A bad storm that wrecked a high school football field turned out to be a blessing for an orphanage in Haiti.

Artificial turf that formerly covered the Northview High School stadium field has been installed on a new playground at God’s Littlest Angels, a non-profit Christian orphanage on a Haitian mountainside. The turf was lifted from the football field surface by a rain storm on Memorial Day 2010, resulting in new turf for the field. Part of the old turf was used for the school’s practice field but the rest sat in storage.

Meanwhile, Mark Augustyn, a Grand Rapids banker who had adopted his 7-year-old son Grady from the orphanage following the 2010 Haiti earthquake, learned the group needed playground turf for a new orphanage he had helped build. Augustyn and Tom Vanderwell, another West Michigan resident and orphanage board member, put out local feelers to fill the need.

That led them to Grand Rapids Christian Schools, which donated surplus pellets that helped cushion their new turf, and to Northview, which donated its leftover turf.

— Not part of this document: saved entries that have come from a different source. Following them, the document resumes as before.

PR #1245, opened 2021-11-10
GraphDB text-search dialect.

### LINKED ISSUE #628: Provide a "GraphDB" dialect for full-text search
I like GraphDB. It would be nice if Skosmos can talk to GraphDB using its full-text operators. 
See the documentation at http://graphdb.ontotext.com/documentation/free/lucene-graphdb-connector.html and also https://stackoverflow.com/questions/43517064/how-to-create-a-custom-analyzerfactory-in-graphdb-full-text-search.
I will investigate and provide a patch by looking at what already exists for JenaText.

pulquero:

- Closes #628 

## Checklist


joelit:
Thanks, this is mighty interesting - especially the lucene connectors you included. We'll have to try this out to see how it works.

charlycou:
Any reason for not merging this one?
I just try to set up Skosmos 2.18.11 with GraphDB 10.6.2. 

image

From GraphDB Logs : `org.eclipse.rdf4j.http.server.ClientHTTPException: MALFORMED QUERY: projection alias 'distLabels' was previously used at org.eclipse.rdf4j.http.server.repository.handler.DefaultQueryRequestHandler.getQuery(DefaultQueryRequestHandler.java:185)`

osma:
Thanks for raising this again @charlycou !

We are just about to release Skosmos 3.0. It's very unlikely that we will do any further Skosmos 2.x releases. See #1473 for details.

As this PR is targeting the old Skosmos 2 branch, we will probably not merge it, as we only do very critical fixes in that branch and no new features. Also, it would need some documentation on how to test it and use it, for example as part of the PR in a comment. Automated tests that can be run under GitHub Actions would also be a big plus...

So as it stands we don't have the capacity to process this. But if this would be re-targeted against the `main` branch, ideally with the above enhancements, then we could consider it for Skosmos 3.x.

Augustyn then contacted his friend Tom Jasper, owner of the Andy J. Egan Co. mechanical contracting firm, who agreed to haul away the turf and cut its roughly 15,000 square feet into 10-foot rolls, all at no cost. The rolls were shipped to Haiti along with a separate donation of some 57,000 diapers from around the country.Haitian workers unload rolls of turf and diapers shipped from the United States

The turf arrived in late July and was hauled up the mountain to God’s Littlest Angels, where workers sewed the pieces back together.  The turf is now installed and awaits the arrival of toddlers to the new facility late this year.

Augustyn said he was pleased by the generosity of the schools and people of West Michigan and how it will benefit Haitian children.

“Having been there a couple of times, you realize kids are kids, whether they’re in Haiti or in Grand Rapids,” Augustyn said. “To see them be loved and be given things to make their life better, it brings a lot of joy to a lot of people.”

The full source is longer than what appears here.